With yet another installment of alternate grandparental types sleeping on my floor this weekend (we are nothing if not generous, welcoming hosts) I've had the opportunity to read an entire book in one day. In one day. This alone is akin to multiple orgasms and gigantic vats of guacamole.
I devoured eat, pray, love (you know the book, the one everyone else in the world read last year that I consistently ignored) and fell completely enchanted with Liz and her tale of self and spiritual discovery, one that took her around the world and back. Her story is remarkable, not only because of her travels but because of the spirituality she discovered simply by saying yes.
Yes. It's such a simple thought, isn't it. To realize we can choose something different, to turn defiantly and bravely away from the limits we've placed upon ourselves and decide that being happy, deeply, deeply happy is worth the pursuit.
And it made me think of my current stuckedness, my dreams of heading international and my desire to fall more deeply in love with myself and the world around me. And how I have the power to make that happen simply by saying yes.

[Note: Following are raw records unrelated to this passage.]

PR #5096, opened 2023-01-25
Support multiple storage accounts in Azure

### LINKED ISSUE #5047: [Bug]: `lakectl ingest` for Azure doesn't allow reading ingested files
### TL;DR:

`lakectl ingest` purpose is to add Data from external sources into LakeFS, but for Azure it does not work. 

## Current Behavior:

Azure storage accounts need an authentication key to read data. [According to LakeFS documentation](https://docs.lakefs.io/howto/import.html#using-the-lakectl-ingest-command) when doing a `lakectl ingest` I should add the storage account key as a local environment variable. That makes the `ingest` command authenticate and seems to ingest the data successfully.
        
However, when trying to read that data using LakeFS `s3a://` afterwards I get an error, because the key of the storage account hasn't been stored anywhere and I have no way of passing it to LakeFS. 

### Why is this important? 

Currently I can do `lakectl import` to load data from the same storage account that LakeFS uses as underlying storage, but there is no way to load data from other storage accounts, **For organizations with multiple Azure storage accounts this becomes a blocker for LakeFS adoption**

## Steps to Reproduce:
1. Do a `lakectl ingest` from a different Azure storage account than the one LakeFS uses as underlying storage
2. Try to read the data, e.g. with a `spark.read.csv("s3a://<some-lakefs-path>")` 

## Additional comments

- The `lakefs ingest` [documentation](https://docs.lakefs.io/howto/import.html#using-the-lakectl-ingest-command) is very misleading: in the prerequisites it states that the user and LakeFS installation should have permissions to list and read the objects being ingested, but there's no way I can give LakeFS permission to an Azure storage account
- I guess the easiest way of solving this is allowing LakeFS to store multiple keys for Azure Storage accounts and automatically use the corresponsing key to authenticate whenever I ingest or read data from any of them

### Expected Behavior

_No response_

### lakeFS Version

0.86.0

### Deplyoment

Kubernetes/Helm in Azure

### Affected Clients

_No response_

### Relevant logs output

_No response_

### Contact Details

Iddo and Amit have my email. You can also reach me in LakeFS community Slack

itaiad200:
closes #5047

### DIFF
--- a/pkg/block/azure/adapter.go
+++ b/pkg/block/azure/adapter.go
@@ -163,7 +163,7 @@ func (a *Adapter) Put(ctx context.Context, obj block.ObjectPointer, sizeBytes in
 		return err
 	}
 	o := a.translatePutOpts(ctx, opts)
-	containerClient, err := a.clientCache.NewContainerClient(obj.StorageNamespace, qualifiedKey.ContainerName)
+	containerClient, err := a.clientCache.NewContainerClient(qualifiedKey.ContainerURL, qualifiedKey.ContainerName)
 	if err != nil {
 		return err
 	}
@@ -196,7 +196,7 @@ func (a *Adapter) getPreSignedURL(obj block.ObjectPointer, permissions sas.BlobP
 		return "", err
 	}
 
-	containerClient, err := a.clientCache.NewContainerClient(obj.StorageNamespace, qualifiedKey.ContainerName)
+	containerClient, err := a.clientCache.NewContainerClient(qualifiedKey.ContainerURL, qualifiedKey.ContainerName)
 	if err != nil {
 		return "", err
 	}
@@ -222,7 +222,7 @@ func (a *Adapter) Download(ctx context.Context, obj block.ObjectPointer, offset,
 	if err != nil {
 		return nil, err
 	}
-	container, err := a.clientCache.NewContainerClient(obj.StorageNamespace, qualifiedKey.ContainerName)
+	container, err := a.clientCache.NewContainerClient(qualifiedKey.ContainerURL, qualifiedKey.ContainerName)
 	if err != nil {
 		return nil, err
 	}
@@ -254,7 +254,7 @@ func (a *Adapter) Walk(ctx context.Context, walkOpt block.WalkOpts, walkFn block
 		return err
 	}
 
-	containerClient, err := a.clientCache.NewContainerClient(walkOpt.StorageNamespace, qualifiedPrefix.ContainerName)
+	containerClient, err := a.clientCache.NewContainerClient(qualifiedPrefix.ContainerURL, qualifiedPrefix.ContainerName)
 	if err != nil {
 		return err
 	}
@@ -292,7 +292,7 @@ func (a *Adapter) Exists(ctx context.Context, obj block.ObjectPointer) (bool, er
 		return false, err
 	}
 
-	containerClient, err := a.clientCache.NewContainerClient(obj.StorageNamespace, qualifiedKey.ContainerName)
+	containerClient, err := a.clientCache.NewContainerClient(qualifiedKey.ContainerURL, qualifiedKey.ContainerName)
 	if err != nil {
 		return false, err
 	}
@@ -318,7 +318,7 @@ func (a *Adapter) GetProperties(ctx context.Context, obj block.ObjectPointer) (b
 		return block.Properties{}, err
 	}
 
-	containerClient, err := a.clientCache.NewContainerClient(obj.StorageNamespace, qualifiedKey.ContainerName)
+	containerClient, err := a.clientCache.NewContainerClient(qualifiedKey.ContainerURL, qualifiedKey.ContainerName)
 	if err != nil {
 		return block.Properties{}, err
 	}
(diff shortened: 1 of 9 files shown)


pkg/block/azure/client_cache.go
```diff
@@ -0,0 +1,91 @@
...
+		containerToClient: xsync.NewMapOf[*container.Client](),
+		params:            p,
+	}
+}
+
+// storageAccountRegex is used to extract the storage account from azure storage url.
+// Following rules from https://learn.microsoft.com/en-us/azure/storage/common/storage-account-overview#storage-account-name
+var storageAccountRegex = regexp.MustCompile("https://([a-z0-9]{3,24}).blob.core.windows.net/.*")
+
+func ExtractStorageAccount(storageAccountURL string) (string, error) {
```
N-o-Z, line 35: This can be apart of the BlobURLInfo or PrefixURLInfo and extracted usng the ResolveBlobURLInfoFromURL.
I don't think we need a special function just for the storage account

pkg/ingest/store/factory.go
```diff
@@ -10,11 +10,14 @@ import (
 	"cloud.google.com/go/storage"
 	"github.com/Azure/azure-sdk-for-go/sdk/storage/azblob/service"
 	"github.com/aws/aws-sdk-go/aws/session"
+	"github.com/treeverse/lakefs/pkg/block/azure"
 	"github.com/treeverse/lakefs/pkg/block/factory"
 	"github.com/treeverse/lakefs/pkg/block/params"
 )
 
-var ErrNotSupported = errors.New("no storage adapter found")
+var (
```
N-o-Z, line 18: I think this can be reverted?

pkg/block/azure/client_cache.go
```diff
@@ -0,0 +1,91 @@
...
+type ClientContainerCache struct {
+	containerToClient *xsync.MapOf[string, *container.Client]
+	params            params.Azure
+}
+
+var ErrUnknownAzureURL = errors.New("unable to parse storage account")
+
+func NewCache(p params.Azure) *ClientContainerCache {
+	return &ClientContainerCache{
+		containerToClient: xsync.NewMapOf[*container.Client](),
```
N-o-Z, line 26: Is there a cache invalidation / expiry policy?
Theoretically if the cache is never evacuated this could explode over time (or become less efficient?)

N-o-Z (changes requested):
Thanks @itaiad200  - looks awesome.

Some questions / comments to address

pkg/block/azure/adapter.go
```diff
@@ -347,8 +361,18 @@ func (a *Adapter) Copy(ctx context.Context, sourceObj, destinationObj block.Obje
...
+		return err
+	}
+	destClient := destContainerClient.NewBlobClient(qualifiedDestinationKey.BlobURL)
+
+	srcContainerClient, err := a.clientCache.NewContainerClient(qualifiedSourceKey.ContainerURL, qualifiedSourceKey.ContainerName)
+	if err != nil {
+		return err
+	}
+	sourceClient := srcContainerClient.NewBlobClient(qualifiedSourceKey.BlobURL)
+
```
N-o-Z, line 375: I think that creating a presigned URL is not needed anymore - we should be able to perform a copy using the credentials we have

pkg/block/azure/client_cache.go
itaiad200: Done. The function is still needed for the walker flow in ingest.

pkg/ingest/store/factory.go
itaiad200: Done.

pkg/block/azure/adapter.go
itaiad200: That's not always true. Using StorageAccessKey is still supported and this workaround is needed for that.

itaiad200:
Tested on Azure. Both Import & Ingest works as expected from a different storage account

pkg/block/azure/client_cache.go
```diff
@@ -28,35 +30,27 @@ func NewCache(p params.Azure) *ClientContainerCache {
...
 
-// storageAccountRegex is used to extract the storage account from azure storage url.
-// Following rules from https://learn.microsoft.com/en-us/azure/storage/common/storage-account-overview#storage-account-name
-var storageAccountRegex = regexp.MustCompile("https://([a-z0-9]{3,24}).blob.core.windows.net/.*")
-
-func ExtractStorageAccount(storageAccountURL string) (string, error) {
-	matches := storageAccountRegex.FindAllStringSubmatch(storageAccountURL, -1)
-	if len(matches) != 1 || len(matches[0]) != 2 {
-		return "", ErrUnknownAzureURL
+func ExtractStorageAccount(storageAccount *url.URL) (string, error) {
```
N-o-Z, line 33: Can we move it to the adapter module - as this is not directly use in this module

N-o-Z, line 33: Can we move it to the adapter module - as this is not directly use in this module

N-o-Z (approved):
Looks great! Thanks for the code cleanup - approved with one comment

A few years ago I practiced Kundalini yoga, something I found so powerful, so precipice-nudging that I ended up shying away from it's call, returning instead to the known, the predictable, the pieces I thought I could control. But as I read her journey I was reminded of how far I creeped out onto the edge before I turned back for the safety of the familiar, and as such shortchanged the energy I had just begun to discover. My teacher at the time told me to only focus on the door in front of me, opening that one door of possibility will allow for the next, but the next is a mystery, a delicious mystery and while unseen, trusting in it's obviousness was the most important thing I could do.
And so I opened one door, and then turned and came back the way I came. But after reading this book yesterday I became committed to returning. Because I, too, want to laugh in the face of divine. I don't expect it to be easy, but I do know how to get back to that first door. I've left it slightly ajar down the end of a dark and dusty hallway for far, far too long.